▸ Data extract:
PR #855, opened 2021-01-29
Pa 2584 insert "add buildings" button on new detail slideout.

devinleighsmith:
Includes a fix for the properties related api failure in dev.
Also fixes the slideout's view/update/zoom buttons.
Also fixes the map zooming out when the sidebar is closed (filter changes re-introduced this bug).


backend/api/Areas/Property/Mapping/Search/GeoJsonMap.cs
```diff
@@ -22,7 +39,7 @@ public void Register(TypeAdapterConfig config)
                 .Map(dest => dest.PropertyTypeId, src => src.PropertyTypeId)
                 .Map(dest => dest.Name, src => src.Name)
                 .Map(dest => dest.Description, src => src.Description)
-                .Map(dest => dest.ProjectNumbers, src => src.ProjectNumbers)
+                .Map(dest => dest.ProjectNumbers, src => JsonSerializer.Deserialize<IEnumerable<string>>(src.ProjectNumbers ?? "[]", _serializerOptions))
```
devinleighsmith, line 42: this was the issue affecting dev.

frontend/src/actions/parcelsActions.ts
```diff
@@ -242,3 +243,20 @@ export const storeBuildingDetail = (
     position,
   },
 });
+
+export interface IStoreAssociatedBuildingDetail {
```
devinleighsmith, line 247: decided to go with a new field in redux for this as reusing the parcelDetail field causes undesirable side effects.

frontend/src/components/maps/leaflet/InfoSlideOut/InfoSlideOut.tsx
```diff
@@ -98,13 +107,72 @@ export type InfoControlProps = {
  */
 const InfoControl: React.FC<InfoControlProps> = ({ open, setOpen, onHeaderActionClick }) => {
   const popUpContext = React.useContext(PropertyPopUpContext);
+  const leaflet = useLeaflet();
+  const propertyInfo = popUpContext.propertyInfo;
+  const location = useLocation();
+  const history = useHistory();
+  const dispatch = useDispatch();
+  const { getParcel } = useApi();
+  const jumpToView = () =>
```
devinleighsmith, line 116: moved some of this action logic up a level since the associatedBuilding link needs it as well.

frontend/src/components/maps/leaflet/InfoSlideOut/InfoSlideOut.tsx
```diff
@@ -98,13 +107,72 @@ export type InfoControlProps = {
...
+        to={{
+          pathname: `/mapview`,
+          search: queryString.stringify({
+            ...queryString.parse(location.search),
+          }),
+        }}
+        onClick={() => {
+          toast.dark('Creating new associated building...');
+          getParcel(propertyInfo?.id as number)
+            .then((parcel: IParcel) => {
```
devinleighsmith, line 146: we need the parcel in the inventory format with all metadata so that the update doesn't trigger unintended changes.

frontend/src/components/maps/leaflet/InfoSlideOut/ParcelAttributes.tsx
```diff
@@ -62,6 +67,9 @@ export const ParcelAttributes: React.FC<IParcelAttributes> = ({ parcelInfo }) =>
           )}
         </ListGroup>
       )}
+      <ListGroup>
+        <ListGroup.Item>{addAssociatedBuildingLink}</ListGroup.Item>
```
devinleighsmith, line 71: just pass in the jsx so this display component doesn't need any action logic.

frontend/src/components/maps/leaflet/PointClusterer.tsx
```diff
@@ -279,7 +279,14 @@ export const PointClusterer: React.FC<PointClustererProps> = ({
               icon={getMarkerIcon(cluster)}
               onclick={() => {
                 onMarkerClick(); //open information slideout
-                popUpContext.setPropertyInfo(convertToProperty(cluster.properties));
+                const [longitude, latitude] = cluster.geometry.coordinates;
+                popUpContext.setPropertyInfo(
+                  convertToProperty({
+                    ...cluster.properties,
+                    latitude: latitude,
```
devinleighsmith, line 286: the cluster doesn't contain the lat/lng which is required for the view/update/zoom actions in the slide out.

frontend/src/features/mapSideBar/hooks/useQueryParamSideBar.tsx
```diff
@@ -62,7 +62,11 @@ const useQueryParamSideBar = (formikRef?: any): IMapSideBar => {
   useDeepCompareEffect(() => {
     setShowSideBar(searchParams.sidebar === 'true');
     setParcelId(searchParams.parcelId ? +searchParams.parcelId || undefined : undefined);
-    setBuildingId(searchParams.buildingId ? +searchParams.buildingId || undefined : undefined);
+    setBuildingId(
```
devinleighsmith, line 65: differentiate 0 from null/undefined.

frontend/src/features/mapSideBar/hooks/useSideBarBuildingLoader.tsx
```diff
@@ -44,30 +51,36 @@ const useSideBarBuildingLoader = ({
...
+          sideBarContext,
+        )
+      ) {
+        const newContext = disabled
+          ? SidebarContextType.VIEW_BUILDING
+          : SidebarContextType.UPDATE_BUILDING;
+        newContext !== sideBarContext && setSideBarContext(newContext);
+      }
+    } else if (!!cachedBuildingDetail && !cachedBuildingDetail?.id) {
+      setSideBarContext(SidebarContextType.ADD_BUILDING);
```
devinleighsmith, line 83: technically we are adding a building even though we are passing initial building data.

frontend/src/hooks/useRouterFilter.ts
```diff
@@ -21,7 +21,15 @@ import { PropertyTypes } from 'constants/propertyTypes';
 const extractProps = (props: string[], source: any): any => {
   var dest = {} as any;
   props.forEach(p => {
-    if (source[p] !== undefined) dest[p] = source[p];
+    if (source[p] !== undefined) {
```
devinleighsmith, line 24: 'true' vs true was causing the filter .equals function to fail.

If we keep having problems with this will need to implement whitelist style comparison on the filter to avoid new additions breaking the comparison.

frontend/src/components/maps/leaflet/InfoSlideOut/InfoSlideOut.tsx
```diff
@@ -98,13 +107,72 @@ export type InfoControlProps = {
...
+      MAX_ZOOM,
+    );
+  const zoomToView = () =>
+    leaflet.map?.flyTo(
+      [propertyInfo?.latitude as number, propertyInfo?.longitude as number],
+      MAX_ZOOM,
+    );
 
   useEffect(() => {
     const elem = L.DomUtil.get('infoContainer');
```
Fosol, line 103: What's this stuff for?

Fosol (approved):

frontend/src/components/maps/leaflet/InfoSlideOut/InfoSlideOut.tsx
devinleighsmith: unrelated to my changes, but this prevents scrolling on the slideout from zooming the map.

frontend/src/components/maps/leaflet/InfoSlideOut/InfoContent.tsx
```diff
@@ -8,12 +8,15 @@ import './InfoSlideOut.scss';
...
 import BuildingAttributes from './BuildingAttributes';
+import { ReactElement } from 'react';
 
 interface IInfoContent {
   /** the selected property information */
   propertyInfo: IParcel | IBuilding | null;
   /** The property type [Parcel, Building] */
   propertyTypeId: PropertyTypes | null;
+  /** ReactElement used to display a link for adding an associated building */
+  addAssociatedBuildingLink: ReactElement;
```
agalbrai, line 19: I didn't realize you could pass a whole element, that's pretty neat

frontend/src/components/maps/leaflet/PointClusterer.tsx
agalbrai: huh, weird that it wasn't giving me any issues before

frontend/src/components/maps/leaflet/InfoSlideOut/InfoSlideOut.tsx
```diff
@@ -98,13 +107,72 @@ export type InfoControlProps = {
...
+          getParcel(propertyInfo?.id as number)
+            .then((parcel: IParcel) => {
+              jumpToView();
+              dispatch(
+                storeAssociatedBuilding({
+                  ...defaultBuildingValues,
+                  parcelId: parcel?.id,
+                  parcels: [{ ...parcel }],
+                }),
+              );
```
agalbrai, line 154: is there anyway this could lead to duplicate buildings being created? (like if someone wants to attach an existing building but clicks the link on the slide out and creates a new one instead) or do we even care/check for that in general?

agalbrai (commented):
thanks for fixing the links!

frontend/src/components/maps/leaflet/InfoSlideOut/InfoSlideOut.tsx
devinleighsmith: It would create a duplicate if they went all the way through the inventory form and saved it. However, theoretically when the looked at the map they would see the pin on the building already and wouldn't add it again. Also, eventually we'll be showing all of the existing associated buildings on the slideout, so they'll see their building already exists and hopefully won't feel the need to add it again.

goemen (approved):

PR #859, opened 2021-01-29
Show all land pins

Fosol:
Bare land wasn't showing up because buildings no longer have a single link to a parcel `building.parcelId`.  We're going back to showing all land parcel pins.  We can reevaluate when we have more time.


frontend/src/components/maps/leaflet/InventoryLayer.tsx
```diff
@@ -213,12 +213,11 @@ export const InventoryLayer: React.FC<InventoryLayerProps> = ({
...
-        return items.find(
-          ({ properties }: any) =>
-            properties.propertyTypeId === 1 && properties.parcelId === property.parcelId,
-        );
-      };
+      /**
+       * Whether the land has buildings on it.
+       * @param property PIMS property
+       */
+      const hasBuildings = (property: IParcel | IBuilding) => false;
```
Fosol, line 220: Leaving function in as we'll probably need to go back to it.  For now it force all land to show up as pins.

jdtoombs (approved):

PR #861, opened 2021-01-29
Ensure that the admin properties flag is included in the filter durin…

devinleighsmith:
…g initial load.

### DIFF
--- a/frontend/src/components/maps/leaflet/Map.tsx
+++ b/frontend/src/components/maps/leaflet/Map.tsx
@@ -153,7 +153,10 @@ const Map: React.FC<MapProps> = ({
 }) => {
   const keycloak = useKeycloakWrapper();
   const dispatch = useDispatch();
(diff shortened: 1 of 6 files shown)


frontend/src/components/maps/leaflet/Map.tsx
```diff
@@ -153,7 +153,10 @@ const Map: React.FC<MapProps> = ({
 }) => {
   const keycloak = useKeycloakWrapper();
   const dispatch = useDispatch();
-  const [geoFilter, setGeoFilter] = useState<IGeoSearchParams>({});
+  const [geoFilter, setGeoFilter] = useState<IGeoSearchParams>({
```
devinleighsmith, line 156: This ensures that the include all flag is set on initial map load.

Fosol (approved):

agalbrai (approved):

PR #862, opened 2021-01-29
Small slide out fixes

agalbrai:
- Legal land description is occasionally empty so conditionally render that section
- Classification value disappeared in conversion so fixed that
- Change title for "Building" vs "Land" Identification


backend/api/Areas/Property/Mapping/Search/GeoJsonMap.cs
```diff
@@ -43,6 +43,7 @@ public void Register(TypeAdapterConfig config)
                 .Map(dest => dest.AddressId, src => src.AddressId)
                 .Map(dest => dest.Address, src => src.Address)
                 .Map(dest => dest.AdministrativeArea, src => src.AdministrativeArea)
+                .Map(dest => dest.Classification, src => src.Classification)
```
agalbrai, line 46: this is fixing every situation EXCEPT for viewing a building from the property list view, and I can't figure out why

Fosol (approved):

devinleighsmith (approved):

PR #865, opened 2021-01-30
PA-2612 correct error display in SPL forms.

devinleighsmith:


frontend/src/features/projects/spl/steps/SplStep.tsx
```diff
@@ -159,8 +161,8 @@ const SplStep = ({ formikRef }: IStepProps) => {
             formikRef,
             submitStatusCode,
             getStatusTransitionWorkflow(submitStatusCode),
-          ).then((project: IProject) => {
-            actions.setValues(project);
+          ).then((project: IApiProject) => {
+            actions.resetForm({ values: toFlatProject(project) });
```
devinleighsmith, line 165: two problems fixed here.
1) we want to set the initial state to whatever we get from the api, so reset form does that for us.
2) the format of the data returned by the api needs to be transformed before we inject it into formik.

frontend/src/components/common/form/FastDatePicker.tsx
```diff
@@ -74,7 +75,7 @@ const FormikDatePicker: FunctionComponent<FastDatePickerProps> = ({
   if (typeof value === 'string') {
     value = moment(value, 'YYYY-MM-DD').toDate();
   }
-  if (value && value !== initialValue) {
+  if (value && dequal(moment(initialValue, 'YYYY-MM-DD'), moment(value, 'YYYY-MM-DD'))) {
```
devinleighsmith, line 78: this is what was triggering all of the extra validations.

jdtoombs: Good catch

jdtoombs (approved):

PR #867, opened 2021-01-30
PA-2640 Added Delete Property

Fosol:
Users with `admin-properties` claim, or users with `property-delete` and the property is owned by their agency can now delete properties.

image


frontend/src/actionCreators/parcelsActionCreator.ts
```diff
@@ -167,17 +167,23 @@ const parcelDeletingToasts: LifecycleToasts = {
   errorToast: pimsToasts.parcel.PARCEL_DELETING_ERROR,
 };
 
-export const deleteParcel = (parcel: IParcel) => (dispatch: Function) => {
+/**
+ * Make an AJAX request to delete the specified 'parcel' from inventory.
+ * @param parcel IParcel object to delete from inventory.
+ */
+export const deleteParcel = (parcel: IParcel) => async (dispatch: Function) => {
```
Fosol, line 174: Converted to async/await.  For some reason our `customAxios` doesn't return an error object.  It's always `undefined` in this `try/catch`...

frontend/src/features/mapSideBar/containers/MapSideBarContainer.tsx
```diff
@@ -244,15 +255,33 @@ const MapSideBarContainer: React.FunctionComponent<IMapSideBarContainerProps> =
...
   const ConditionalEditButton = () => (
     <>
       {disabled &&
         (keycloak.hasClaim(Claims.ADMIN_PROPERTIES) ||
-          keycloak.hasClaim(Claims.PROPERTY_EDIT) ||
-          keycloak.agencyId === parcelDetail?.agencyId ||
-          keycloak.agencyId === buildingDetail?.agencyId) && (
-          <EditButton onClick={() => setDisabled(false)} />
-        )}
+          (keycloak.hasClaim(Claims.PROPERTY_EDIT) &&
```
Fosol, line 265: Corrected logic here.  `admin-properties` or a user with `property-edit` and the property belongs to their agency.  This however is still wrong, as a user should be able to view and edit sub-agency properties.  I'll look into this later.

frontend/src/features/mapSideBar/containers/MapSideBarContainer.tsx
```diff
@@ -244,15 +255,33 @@ const MapSideBarContainer: React.FunctionComponent<IMapSideBarContainerProps> =
...
+    </>
+  );
+
+  /**
+   * Only display the delete button if the user has the correct claim and the property is owned by their agency.
+   */
+  const ConditionalDeleteButton = () => (
+    <>
+      {disabled &&
+        (keycloak.hasClaim(Claims.ADMIN_PROPERTIES) ||
```
Fosol, line 279: `admin-properties` or a user with `property-edit` and the property belongs to their agency.  This however is still wrong, as a user should be able to view and edit sub-agency properties.  I'll look into this later.

frontend/src/features/mapSideBar/containers/MapSideBarContainer.tsx
```diff
@@ -410,6 +442,33 @@ const MapSideBarContainer: React.FunctionComponent<IMapSideBarContainerProps> =
...
+              case SidebarContextType.VIEW_BUILDING:
+                await deleteBuilding(buildingDetail as IBuilding)(dispatch);
+                break;
+              default:
+                await deleteParcel(parcelDetail as IParcel)(dispatch);
+                break;
+            }
+            setShowSideBar(false, undefined, undefined, true);
+          } catch (error) {
+            debugger;
```
Fosol, line 465: We need to handle errors like concurrency, but for some reason the error is always `undefined`.

jdtoombs (approved):

frontend/src/actionCreators/parcelsActionCreator.ts
devinleighsmith: Custom axios may be doing some error handling itself? or you need to do something different when doing an await ie pass a parameter to axios or something.

devinleighsmith (approved):

PR #875, opened 2021-02-02
PA-2662 Fix up slide out styling

agalbrai:
- Still needs a fix, associated land/buildings are not being pulled properly and not populating
image

### DIFF
--- a/backend/dal/Services/Concrete/BuildingService.cs
+++ b/backend/dal/Services/Concrete/BuildingService.cs
@@ -131,6 +131,7 @@ namespace Pims.Dal.Services
                 .Include(b => b.Parcels).ThenInclude(pb => pb.Parcel).ThenInclude(b => b.Fiscals)
                 .Include(b => b.Parcels).ThenInclude(pb => pb.Parcel).ThenInclude(b => b.Address).ThenInclude(a => a.Province)
                 .Include(b => b.Parcels).ThenInclude(pb => pb.Parcel).ThenInclude(b => b.Classification)
+                .Include(b => b.Classification)
                 .Include(p => p.BuildingPredominateUse)
                 .Include(p => p.BuildingConstructionType)
                 .Include(p => p.BuildingOccupantType)
--- a/frontend/src/components/maps/leaflet/InfoSlideOut/BuildingAttributes.tsx
+++ b/frontend/src/components/maps/leaflet/InfoSlideOut/BuildingAttributes.tsx
@@ -4,7 +4,8 @@ import { IBuilding } from 'actions/parcelsActions';
 import { Label } from 'components/common/Label';
 import './InfoSlideOut.scss';
 import { formatMoney } from 'utils/numberFormatUtils';
-import { compareDate } from './InfoContent';
+import { compareDate, OuterRow } from './InfoContent';
+import { ThreeColumnItem } from './ThreeColumnItem';
 
 interface IBuildingAttributes {
   /** the selected building information */
@@ -31,17 +32,18 @@ export const BuildingAttributes: React.FC<IBuildingAttributes> = ({ buildingInfo
     <>
       <ListGroup>
         <Label className="header">Valuation</Label>
-        <ListGroup.Item>
-          <Label>Assessed value:</Label>
-          {formatAssessed}
-        </ListGroup.Item>
+        <OuterRow>
+          <ThreeColumnItem leftSideLabel={'Assessed value:'} rightSideItem={formatAssessed} />
+        </OuterRow>
       </ListGroup>
       {buildingInfo?.pid && (
         <ListGroup>
           <Label className="header">Associated Land</Label>
-          <ListGroup.Item>
-            <Label>{buildingInfo.pid}</Label>
-          </ListGroup.Item>
+          <OuterRow>
+            <ListGroup.Item>
+              <Label>{buildingInfo.pid}</Label>
+            </ListGroup.Item>
+          </OuterRow>
         </ListGroup>
       )}
     </>
--- a/frontend/src/components/maps/leaflet/InfoSlideOut/BuildingAttributes.tsx
+++ b/frontend/src/components/maps/leaflet/InfoSlideOut/BuildingAttributes.tsx
@@ -28,6 +28,9 @@ export const BuildingAttributes: React.FC<IBuildingAttributes> = ({ buildingInfo
     formatAssessed = '';
   }
 
+  const newLength = buildingInfo.parcels?.length > 3 ? 3 : buildingInfo.parcels?.length;
+  const parcelsCopy = buildingInfo.parcels?.slice(0, newLength);
+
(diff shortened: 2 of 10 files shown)


frontend/src/components/maps/leaflet/InfoSlideOut/InfoSlideOut.tsx
```diff
@@ -48,12 +47,12 @@ const InfoHeader = styled.div`
 
 const InfoMain = styled.div`
   width: 100%;
-  max-height: 420px;
   padding-left: 10px;
   padding: 0px 10px 5px 10px;
 
   &.open {
     overflow-y: scroll;
+    max-height: calc(100vh - 380px);
```
agalbrai, line 55: This allows the slide out to stretch to the edge of the screen if need be, but shrink for smaller screens

frontend/src/components/maps/leaflet/InfoSlideOut/ThreeColumnItem.tsx
```diff
@@ -0,0 +1,48 @@
...
+`;
+
+const RightCol = styled(Col)`
+  padding-left: 10px;
+  padding-right: 0px;
+`;
+
+interface IThreeColItem {
+  leftSideLabel: string;
+  rightSideItem: any;
```
agalbrai, line 31: not sure if this "any" is an issue, I think I can change this to "string | undefined" if need be

frontend/src/components/maps/leaflet/InfoSlideOut/ThreeColumnItem.tsx
```diff
@@ -0,0 +1,48 @@
...
+  width: 110px;
+  max-width: 110px;
+  padding-right: 10px;
+  padding-left: 0px;
+`;
+
+const CenterCol = styled(Col)`
+  max-width: 1px;
+  padding: 0px;
+  background-color: rgba(96, 96, 96, 0.2);
```
agalbrai, line 21: this creates the vertical bar that will stretch the height of the column

frontend/src/components/maps/leaflet/InfoSlideOut/InfoSlideOut.tsx
devinleighsmith: does this take into account the height of the footer?

frontend/src/components/maps/leaflet/InfoSlideOut/ThreeColumnItem.tsx
devinleighsmith: I'd always prefer the attempt to be as close to the expected value as possible.

frontend/src/components/maps/leaflet/InfoSlideOut/ThreeColumnItem.tsx
```diff
@@ -0,0 +1,48 @@
+import * as React from 'react';
+import styled from 'styled-components';
+import { Col, ListGroup, Row } from 'react-bootstrap';
+import { Label } from 'components/common/Label';
+
+const InnerRow = styled(Row)`
+  margin: 0px;
+  width: 300px;
```
devinleighsmith, line 8: assuming the outer container has a fixed width, you should be able to use col-md-x to size columns based on a percentage of the overall row. This is a bit less brittle then specifying multiple fixed widths, but may not always be an option depending on the situation.

What I'm trying to say is, please use col-md-x where possible. if not, feel free to use fixed widths.

devinleighsmith (approved):

frontend/src/components/maps/leaflet/InfoSlideOut/InfoSlideOut.tsx
agalbrai: yes, I added up (or tried to get close to) the header, filter bar and footer

frontend/src/components/maps/leaflet/InfoSlideOut/ThreeColumnItem.tsx
agalbrai: can you do that with styled components?

agalbrai: I played around with it, I couldn't seem to get it to work

jdtoombs (approved):

frontend/src/components/maps/leaflet/PointClusterer.tsx
```diff
@@ -238,6 +239,23 @@ export const PointClusterer: React.FC<PointClustererProps> = ({
...
+          popUpContext.setPropertyInfo(parcel);
+        });
+      } else if (propertyTypeId === PropertyTypes.BUILDING) {
+        getBuilding(id as number).then(building => {
+          popUpContext.setPropertyInfo(building);
+        });
+      }
+    },
+    [getParcel, getBuilding, popUpContext],
+  );
```
agalbrai, line 257: now can get all appropriate fields

frontend/src/components/maps/leaflet/InfoSlideOut/BuildingAttributes.tsx
```diff
@@ -27,21 +28,25 @@ export const BuildingAttributes: React.FC<IBuildingAttributes> = ({ buildingInfo
     formatAssessed = '';
   }
 
+  const newLength = buildingInfo.parcels?.length > 3 ? 3 : buildingInfo.parcels?.length;
+  const parcelsCopy = buildingInfo.parcels?.slice(0, newLength);
+
```
agalbrai, line 33: I know most buildings won't have more than 1 parcel, but i thought I'd do the same as associated buildings just in case

backend/dal/Services/Concrete/BuildingService.cs
```diff
@@ -131,6 +131,7 @@ public Building Get(int id)
                 .Include(b => b.Parcels).ThenInclude(pb => pb.Parcel).ThenInclude(b => b.Fiscals)
                 .Include(b => b.Parcels).ThenInclude(pb => pb.Parcel).ThenInclude(b => b.Address).ThenInclude(a => a.Province)
                 .Include(b => b.Parcels).ThenInclude(pb => pb.Parcel).ThenInclude(b => b.Classification)
+                .Include(b => b.Classification)
```
agalbrai, line 134: buildings were missing classification

Fosol (approved):
Not to make your life difficult, but the design provided around agencies is incorrect.  The owning agency is the agency that owns the property.  But currently you have that listed often as the parent ministry.  In reality the parent ministry doesn't own the property, the sub-agency owns it.  The implementation and design should be as follows;
- If the property is owned by a sub-agency, then display `ministry: name` `owning agency: name`
- If the property is owned by a ministry, then display `owning ministry: name`

You don't have to fix it in this PR.  Probably should create a new story for this, but if you want feel free to update in this PR.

▸ What to do: Retype exactly the lines of the data above, starting at its first line and finishing with the line that has "devinleighsmith, line 116: moved" in it.

▸ Solution:
PR #855, opened 2021-01-29
Pa 2584 insert "add buildings" button on new detail slideout.

devinleighsmith:
Includes a fix for the properties related api failure in dev.
Also fixes the slideout's view/update/zoom buttons.
Also fixes the map zooming out when the sidebar is closed (filter changes re-introduced this bug).


backend/api/Areas/Property/Mapping/Search/GeoJsonMap.cs
```diff
@@ -22,7 +39,7 @@ public void Register(TypeAdapterConfig config)
                 .Map(dest => dest.PropertyTypeId, src => src.PropertyTypeId)
                 .Map(dest => dest.Name, src => src.Name)
                 .Map(dest => dest.Description, src => src.Description)
-                .Map(dest => dest.ProjectNumbers, src => src.ProjectNumbers)
+                .Map(dest => dest.ProjectNumbers, src => JsonSerializer.Deserialize<IEnumerable<string>>(src.ProjectNumbers ?? "[]", _serializerOptions))
```
devinleighsmith, line 42: this was the issue affecting dev.

frontend/src/actions/parcelsActions.ts
```diff
@@ -242,3 +243,20 @@ export const storeBuildingDetail = (
     position,
   },
 });
+
+export interface IStoreAssociatedBuildingDetail {
```
devinleighsmith, line 247: decided to go with a new field in redux for this as reusing the parcelDetail field causes undesirable side effects.

frontend/src/components/maps/leaflet/InfoSlideOut/InfoSlideOut.tsx
```diff
@@ -98,13 +107,72 @@ export type InfoControlProps = {
  */
 const InfoControl: React.FC<InfoControlProps> = ({ open, setOpen, onHeaderActionClick }) => {
   const popUpContext = React.useContext(PropertyPopUpContext);
+  const leaflet = useLeaflet();
+  const propertyInfo = popUpContext.propertyInfo;
+  const location = useLocation();
+  const history = useHistory();
+  const dispatch = useDispatch();
+  const { getParcel } = useApi();
+  const jumpToView = () =>
```
devinleighsmith, line 116: moved some of this action logic up a level since the associatedBuilding link needs it as well.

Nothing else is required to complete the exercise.